No new Land Rover cars have been produced since 1 Sept. attack; issues affecting JLR globally
Data has been “affected” as a result of the cyber-attack on JLR last week, the company has confirmed.
The 1 Sept. hack has left the Jaguar & Land Rover maker crippled. No cars have been produced globally since, leading to what is expected to be millions of pounds of lost income.
Timescale
A timescale for a fix is yet to be announced.
The extent of the issues meant JLR brought in police & cybersecurity experts over the weekend to “restart our global applications in a controlled & safe manner”.
During this process, which included an investigation, it was discovered that “some data” was “affected”, commented JLR.
JLR explained today (10 Sept.) that those affected will be contacted, suggesting that this data relates to customers & may have been stolen.
Investigation
A JLR spokesperson stated: “As a result of our ongoing investigation, we now believe that some data has been affected, & we are informing the relevant regulators.
“Our forensic investigation continues at pace & we will contact anyone as appropriate if we find that their data has been impacted.
“We are very sorry for the continued disruption this incident is causing & we will continue to update as the investigation progresses.”
Rebuilding
JLR has been rebuilding its internal IT systems since it shut them down following the cyber-attack.
Alongside production issues, dealer sales, handovers & parts ordering are also affected.
JLR said on Sat. that “our retail partners remain open”. Dealers are manually registering cars while computer systems remain down.
Updated Daily
Meanwhile, the majority of workers at JLR’s production sites in the W. Midlands & Merseyside have been told not to return to work again today. They are being updated daily & still being paid, with lost hours being “banked”.

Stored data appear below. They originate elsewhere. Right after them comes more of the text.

PR #2095, opened 2019-05-01
DO_NOT_DELETE: Update Action View

TW80000:
# WARNING
This visually breaks a number of buttons in Ablii and Connect. I've fixed many of them in this branch and in a local branch, but I'm sure I didn't get all of them. We should be careful about when we merge this because we don't want to be in a situation where we merge this and peg nanopay to a commit past this one before the fixes on the nanopay side are ready.

## Changes

* Updates `foam.u2.ActionView`'s CSS to match this design system:

Screen Shot 2019-05-01 at 4 50 39 PM

* Added `ButtonSize` enum and `size` property on `foam.u2.ActionView`
* Added `ButtonStyle` enum and `buttonStyle` property on `foam.u2.ActionView`
  * The styles are `PRIMARY` (the default), `SECONDARY`, `TERTIARY`, and `UNSTYLED`, which is useful when you don't want the button styles but you still want the features of actions
* Merged `UnstyledActionView` into `foam.u2.ActionView` now that you can get an unstyled action view through the `buttonStyle` property instead
* Added a CSS colour macro for header colour
* Replaced a number of hard-coded colours with references to named CSS colour macros
* Updated the submenu text so that it's no longer white, which is illegible with the new accent colour, which is a light blue

Changing the CSS for the base ActionView causes a lot of places that were overriding the CSS of actions to break. I fixed a bunch of them here but I'm sure I didn't get them all. Here is a list of the places I've fixed already:

* Sign in page
* Clear button in ReciprocalSearch pane
* Footer buttons/links

I also made use of the new button size support by setting the primary action in the DAO controller to large and actions rendered in table cells to small.

I also replaced all references to nanopay's ActionView with references to foam's newly updated ActionView.

## Screenshots

Screen Shot 2019-05-01 at 5 04 35 PM
Screen Shot 2019-05-02 at 3 58 21 PM
Screen Shot 2019-05-01 at 5 05 05 PM


src/foam/u2/view/PasswordView.js
```diff
@@ -79,7 +79,7 @@ foam.CLASS({
 
       this.addClass(this.myClass()).start().
         addClass('input-field-container').
-        start(foam.u2.tag.Input, {
+        start(foam.u2.TextField, {
```
adamvy: Ideally we should be doing `requires: [ 'foam.u2.TextField' ]` and then `start(this.TextField` but that's a minor issue, something to keep in mind.

src/foam/nanos/u2/navigation/FooterView.js
```diff
@@ -82,6 +84,11 @@ foam.CLASS({
     ^ .mini-links {
       float: left;
     }
+    ^ button {
+      border: none !important;
```
adamvy: Is there a way to do this without `!important` ?  Using !important makes it harder to override later, as there's not `!evenMoreImportant` in CSS.

adamvy:
The approach looks good, added a few thoughts that occured to me while reading.

src/foam/u2/view/PasswordView.js
TW80000: Resolved by ae634b2.

src/foam/nanos/u2/navigation/FooterView.js
TW80000: I added a fourth `ButtonStyle` value in the enum: `UNSTYLED`, which can be used in cases like this where we want to use an action for all the features that come with them, but don't want the default button styles. This will let us remove a lot of CSS overrides like this file was doing.

src/foam/comics/DAOControllerView.js
```diff
@@ -149,14 +149,17 @@ foam.CLASS({
             .callIfElse(this.data.primaryAction, function() {
               this.startContext({ data: self })
                 .start()
-                  .add(self.data.primaryAction)
+                  .tag(self.data.primaryAction, { size: 'LARGE' })
```
kgrgreer, line 152: Are we getting rid of 'size'? Is this PR still valid?

TW80000: No, size is just moving from the Action itself to ActionView.

kgrgreer:
Has a merge conflict.

TW80000:
> Has a merge conflict.

@kgrgreer Resolved

PR #2098, opened 2019-05-02
Add javaValidateObj to properties and make all FObject in java validatable

mcarcaso:
Included a simple test in the journal that is:
```
valid = new foam.nanos.demo.DemoObject.Builder(x).setIsValid(true).build();
valid.validate(x);

invalid = new foam.nanos.demo.DemoObject.Builder(x).setIsValid(false).build();
thrown = false;
try {
    invalid.validate(x);
} catch (Exception e) {
    thrown = true;
}
test(thrown, "Thrown!");
```


src/foam/nanos/demo/DemoObject.js
```diff
@@ -30,6 +30,16 @@ foam.CLASS({
     {
       class: 'Int',
       name: 'value'
+    },
+    {
+      class: 'Boolean',
+      name: 'isValid',
+      value: true,
+      javaValidateObj: `
+        boolean isValid = (boolean) obj.getProperty("isValid");
```
kgrgreer, line 39: This line of code is odd. Better to just do: ((DemoObject) obj).getIsValid();

kgrgreer:
has merge conflicts

src/foam/nanos/demo/DemoObject.js
mcarcaso: Removed this all together and did an example on foam.nanos.auth.Phone. Noticed we don't generate anything for messages in java so I added that while I was at it. We'll probably want to change the way we generate them when we get more i18n stuff together but for now I figure this is fine. Let me know if you disagree and I can change it up.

Production is also understood to have stopped at JLR’s factories in Slovakia & India.
While JLR’s public-facing website appears to be fully operational, the car configurator isn’t accepting build orders, instead directing buyers to purchase from stock.
New Plate ‘75’ Day – Sept. 1
JLR hack: what happened?
Issues affecting JLR were 1st reported on 1 Sept., when dealers couldn’t register new cars on ‘new plate ‘75’ day’ , traditionally one of the year’s busiest for registrations.
In an effort to combat the hack, JLR began “shutting down our systems” on 2 Sept.
It’s still in the process of rebuilding them & is unable to confirm a timescale for the fix.
Scattered Spider
Who has claimed responsibility?
On 3 Sept., ‘Scattered Spider’ – the group that hacked retailer Marks & Spencer in May, causing 7 weeks of disruption & costing £300m in lost operating profit – claimed responsibility for the attack on JLR.
Along with fellow hacking group ‘Shiny Hunters’, it claimed to have obtained customer data after exploiting a similar flaw in JLR’s IT system, The Telegraph reported.
Screenshot
The claim was made on a Telegram messenger group, where a user linked to the hackers posted a screenshot of what appeared to show JLR’s internal system.
A member of the group told The Telegraph that a well-known flaw in SAP Netweaver – 3rd-party software used by JLR – was exploited to access the data.
US cyber agency CISA warned about the flaw earlier this year. An update for the software was released, but whether JLR applied it is unknown.
It’s also not known what data was taken or if a ransom demand has been made?
JLR had previously observed in a statement on 3 Sept. that “there is no evidence any customer data has been stolen”.
The hacking groups are believed to be made up of teenagers from English-speaking countries.